« Très clairement, nous devons aujourd'hui réviser notre programmation et notre stratégie, la réviser à la lumière de changement de la nature du risque », a observé jeudi Emmanuel Macron. C'est clair. Rompez les rangs. Non seulement le budget des armées est sanctuarisé dans le cadre de la loi de programmation militaire (LPM), qui promet 413 milliards d'euros, dont 400 milliards de crédits budgétaires sur la période 2024-2030 aux militaires, mais Emmanuel Macron va annoncer dimanche soir à l'hôtel de Brienne une réévaluation des crédits de la LPM. « Le président de la République prononcera un discours le 13 juillet qui sera très important et qui comportera des annonces majeures », a assuré l'Élysée. Quelle sera la hausse des crédits de la LPM dans un contexte d'extrême pénurie budgétaire ? Là est toute la question.

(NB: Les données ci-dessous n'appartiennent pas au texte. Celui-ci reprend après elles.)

PR #146, opened 2020-06-29
[docs] explain input equality.

Laimiux:
## What
Input equality is a common issue that comes up in PR reviews.

### DIFF
--- a/docs/input.md
+++ b/docs/input.md
@@ -47,3 +47,131 @@ itemDetailFormula
     
   }
 ```
+
+## Equality
+Formula uses input equality to determine if it should re-evaluate. A parent can cause 
+a child formula to re-evaluate by changing the input it passes. This will also trigger
+`Formula.onInputChanged` callback on the child formula.
+
+This is a desired behavior as we do want the child to react when the data that we pass changes.
+```kotlin
+data class ItemInput(
+    val itemId: String
+)
+```
+
+Making `Input` a data class and passing data as part of its properties makes it easy to reason
+about its equality. In some cases though, we want to pass objects that don't have property based
+equality such as callback functions or observables. 
+
+### Maintaining callback equality
+In many cases we want to pass callbacks to listen to formula events. 
+
+```kotlin
+data class ItemListInput(
+    val onItemSelected: (Item) -> Unit
+)
+```
+
+Formula provides an easy way to maintain callback equality. Within your parent formula, 
+you can use `FormulaContext` to instantiate callbacks by using:
+
+- `FormulaContext.callback`
+- `FormulaContext.eventCallback` 
+
+**Don't:** Don't instantiate functions within `Formula.evaluate`.
+```kotlin
+val itemListInput = ItemListInput(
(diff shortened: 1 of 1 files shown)


carrotkite:
### JaCoCO Code Coverage 76.85% :white_check_mark:
|:---|:---:|:---:|:---:|


</p>

docs/input.md
```diff
@@ -47,3 +47,131 @@ itemDetailFormula
...
+  val eventObservable: Observable<Event>
+)
+```
+
+**Don't:** create a new observable within `Formula.evaluate`
+```kotlin
+val input = MyInput(
+    eventObservable = relay.map { Event() }
+)
+```
```
Jawnnypoo, line 134: I don't think this is the correct example - this isn't creating a new observable within `evaluate`

Jawnnypoo: Should be:
```
override fun evaluate(...) {
    val input = MyInput(
        eventObservable = eventObservable
    )
}
```

docs/input.md
```diff
@@ -47,3 +47,131 @@ itemDetailFormula
...
+override fun initialState(input: Input) = State(
+  eventObservable = input.eventObservable.map { Event() }
+)
+
+override fun evaluate(...) {
+    val input = MyInput(
+        eventObservable = state.eventObservable
+    )
+}
+```
```
Jawnnypoo, line 163: Do we still want to use `State` if we are directly taking the Observable from `Input`, not modifying it and using its raw result within `events`? ie. 
```
   data class Input(
        val complementaryMatchesEventRelay: Observable<Boolean>
   )

    override fun evaluate(
        input: Input,
        state: State,
        context: FormulaContext<State>
    ): Evaluation<ICNotificationTrayRenderModel> {
        return Evaluation(
            renderModel = renderModel,
            updates = context.updates {
                events(input.complementaryMatchesEventRelay) {
                    transition(state.copy(complementaryMatches = it))
                }
            }
        )
    }
```

Laimiux: Using `Observable` directly from the `Input` is fine, the parent has to ensure equality.

Jawnnypoo:
A scenario that I run into quite frequently is that in order to create a `Stream` via `RxStream.fromObservable`, I need to use the `Input`. In this case, is it best to create an initial Stream with `Observable.empty()`, and then update it to the correct `Stream` in `onInputChange`, or is there some other way to accomplish this?

Laimiux:
> A scenario that I run into quite frequently is that in order to create a `Stream` via `RxStream.fromObservable`, I need to use the `Input`. In this case, is it best to create an initial Stream with `Observable.empty()`, and then update it to the correct `Stream` in `onInputChange`, or is there some other way to accomplish this?

Could you show an example of how you use the `Input`?

If you rely on data coming from the `Input`, you can use `cacheKey` to configure the right invalidation policy, for example 
```kotlin
RxStream.fromObservable(input.itemId) { repo.fetchitem(input.itemId) }
```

Ces discussions opposent comme habituellement depuis la nuit des temps l'Élysée et le ministère des Armées d'un côté, et Matignon et Bercy, de l'autre. Pour éviter toutes fuites, elles sont restées confinées à un très haut niveau. Mais, selon nos informations, les négociations entre les deux camps discuteraient d'une fourchette comprise entre 15 et 40 milliards d'euros sur la période 2026-2030. Il est vraisemblable qu'un compromis sera trouvé autour de 20 à 25 milliards d'euros. Pour Matignon et Bercy, qui milite pour une hausse au minimum syndical, l'enjeu est de taille : cette augmentation des crédits devra être in fine une opération neutre pour le budget général. En 2026 et au-delà très certainement, toute hausse du budget des Armées devra être compensée par des économies supplémentaires réalisées par les autres ministères.
Pour le ministère des Armées, cette hausse tombe à pic. En plus des nouveaux besoins à financer (plus de Rafale, de frégates FDI, de systèmes de défense aérienne SAMP/T, de satellites...), la LPM déborde de programmes non financés. En clair, l'édredon ne rentrait pas tout à fait dans la valise... Pour tordre le bras de Bercy et Matignon et le faire accepter cette augmentation à l'opinion publique, l'Élysée joue la carte de la menace. Le chef d'état-major des armées va la détailler dans une conférence de presse. Un exercice rarissime pour le général Thierry Burkhard.